One of those realities is that our brains have evolved to be vulnerable to addiction, especially if we live in the lower-income tiers of society. An understanding of our evolutionary vulnerability to drugs and alcohol can help us to design effective public policies, Humphreys told the Davos audience.

“Primate research indicates that there may be a political and economic dimension to this,” he said. “When lower primates form a hierarchy, those at the bottom undergo a change in their dopamine system. This makes them more likely to consume drugs in an addictive fashion.”

Addiction can happen to anyone at any level of society — the current opiate epidemic is a case in point — but if you look at wealthy societies, those who have less economic and educational resources are more prone to addiction.

“So as inequality worsens, we really have a risk of creating a disempowered underclass of people who are literally sedated by ever more available psychoactive substances.”

Humphreys is on the NeuroChoice team at the Stanford Neurosciences Institute who attended the forum to present their research into the neural basis of decision-making and how these impact public policy.

He says in this video that neuroscience reveals addictive drugs work on precisely the same brain systems that guide our survival decisions. This is compounded by industrial global capitalism, making the exposure to psychoactive substance nearly universal.

“These two combined realities — our evolutionary conserved vulnerability to addiction and the development of a production and transportation system that can deliver substances worldwide — is why one in six deaths on the planet among adults is attributable to psychoactive substance abuse,” says Humphreys.

Stanford researchers are going after the problem in two ways. First is to use neuroscience to unravel the mechanisms of addiction in the brain. Then, they work directly with public policymakers, such as those who regulate the tobacco, alcohol and pharmaceutical industries, as well as those who oversee health-care and criminal justice systems.

“We communicate to our friends in the policy world what science has to teach about addiction and how you can use that information to do a better job at protecting people and promoting public health,” he said.

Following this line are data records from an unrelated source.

PR #1156, opened 2020-03-15
Don't repackage directory entries from dependency JARs into a fat JAR

odisseus:
This should make the duplicate entries in a resulting JAR file much less frequent.

Nevertheless, the problem isn't completely solved, as the dependency JARs might contain _files_ with duplicate names.

### DIFF
--- a/test/passing/fat-jar/check
+++ b/test/passing/fat-jar/check
@@ -17,7 +17,7 @@ Starting compilation of module bar/app
 Successfully compiled module bar/app
 Hello World
 Saving JAR file out/bar-app.jar using UTF-8
-Wrote 18.9 MiB to out/bar-app.jar
+Wrote 18.8 MiB to out/bar-app.jar
 0
 bar-app.jar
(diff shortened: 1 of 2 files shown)


propensive (approved):

test/passing/fat-jar/check
```diff
@@ -17,7 +17,7 @@ Starting compilation of module bar/app
 Successfully compiled module bar/app
 Hello World
 Saving JAR file out/bar-app.jar using UTF-8
-Wrote 18.9 MiB to out/bar-app.jar
+Wrote 18.8 MiB to out/bar-app.jar
```
propensive, line 20: Is this reduction in size because we're not including duplicate directory entries in the JAR file?

odisseus: So it seems. The size of this JAR [used to be](https://github.com/propensive/fury/pull/1144/files#diff-1953202c152089333eccbeb31459c44dL20) 18.8 MiB before  PR #1144.

PR #1159, opened 2020-03-16
Fixed the argument to define permission requirements without granting 

odisseus:


test/passing/permission-granting/check
```diff
@@ -8,6 +8,18 @@ Set current module to app
...
+│ Hash │ Class                        │ Target                     │ Action │
+├──────┼──────────────────────────────┼────────────────────────────┼────────┤
+│ 75e  │ java.util.PropertyPermission │ scala.copyright.string     │ read   │
+│ 0bc  │ java.util.PropertyPermission │ scala.maven.version.number │ read   │
+│ d42  │ java.util.PropertyPermission │ scala.time                 │ read   │
+│ 4d1  │ java.util.PropertyPermission │ scala.version.number       │ read   │
+└──────┴──────────────────────────────┴────────────────────────────┴────────┘
+You can grant these permissions with,
+
+  fury permission grant -P <permission hash>
```
propensive: This looks fragile, but I can't think of a better way right now.

test/passing/permission-granting/script
```diff
@@ -1,19 +1,22 @@
+rm ~/.config/fury/policy.conf
+rm ~/.cache/fury/policies/*
```
propensive: Deleting the policies shouldn't be necessary for anything.

test/passing/permission-granting/script
```diff
@@ -1,19 +1,22 @@
...
 fury project add -n hello-world
 fury module add -n app -c scala/compiler -t application -M HelloWorld
+fury source add -d src
+mkdir -p src
+echo 'object HelloWorld extends App { println("All permissions in order!\n") }' > src/hw.scala
 fury permission require -0 -C java.util.PropertyPermission -T scala.maven.version.number -A read
 fury permission require --no-grant -C java.util.PropertyPermission -T scala.version.number -A read
 fury permission require -C java.util.PropertyPermission -T scala.time -A read -0
 fury permission require -C java.util.PropertyPermission -T scala.copyright.string -A read --no-grant
+fury build run --output linear | sed "s/\x1B\[\([0-9]\{1,2\}\(;[0-9]\{1,2\}\)\?\)\?[mGK]//g"
```
propensive: What is this removing? If it's ANSI control characters, wouldn't it be better just to set the config theme first?

odisseus: I copied the regular expression from [Stack Overflow](https://unix.stackexchange.com/a/111936). It is necessary because some ANSI codes are hardcoded in the library that prepares tabular output.

test/passing/permission-granting/script
odisseus: Ok

test/passing/permission-granting/script
propensive: Oh, that makes sense, though it's a bit annoying. I'll open an issue on Escritoire.

test/passing/permission-granting/check
odisseus: I have removed the table from the check file and simplified the regex.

He said one of their key messages is that psychoactive substances are not ordinary commodities that should not be regulated.

“That’s probably true for broccoli, but it’s not true for psychoactive substances because they impair our brain’s ability to value things,” he said. And that is why public health policies must take into account the evolutionary-conserved circuits in the brain.

“The magnificent decision-making organ that evolution has bequeathed us is vulnerable to addiction, perhaps particularly if we live on the lower tiers of society. This creates a risk for humanity,” Humphreys said. “Karl Marx was worried that religion would become the opiate of the masses. But if we don’t use neuroscience to make better treatments and better policies regarding addiction, the opiate of the masses will be opiates.”